What to produce: Copy, from the data below, every line that has "operator" in it.

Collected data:
PR #192, opened 2020-10-09
Bug 1906732: Add E2E to ensure Cluster Wide Proxies are honoured in Machine API components

rvanderp3:


pkg/operators/machine-api-operator.go
```diff
@@ -164,3 +166,72 @@ var _ = Describe("[Feature:Operators] Machine API cluster operator status should
...
+		client, err := framework.LoadClient()
+		Expect(err).NotTo(HaveOccurred())
+		Expect(framework.IsProxyInjectedForDeployment(client, maoManagedDeployment, framework.MachineAPINamespace, false)).To(BeTrue())
+	})
+
+	It("tear down cluster proxy", func() {
+		client, err := framework.LoadClient()
+		Expect(err).NotTo(HaveOccurred())
+		framework.DestroyClusterProxy(client)
+	})
```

Answer section:
pkg/operators/machine-api-operator.go
@@ -164,3 +166,72 @@ var _ = Describe("[Feature:Operators] Machine API cluster operator status should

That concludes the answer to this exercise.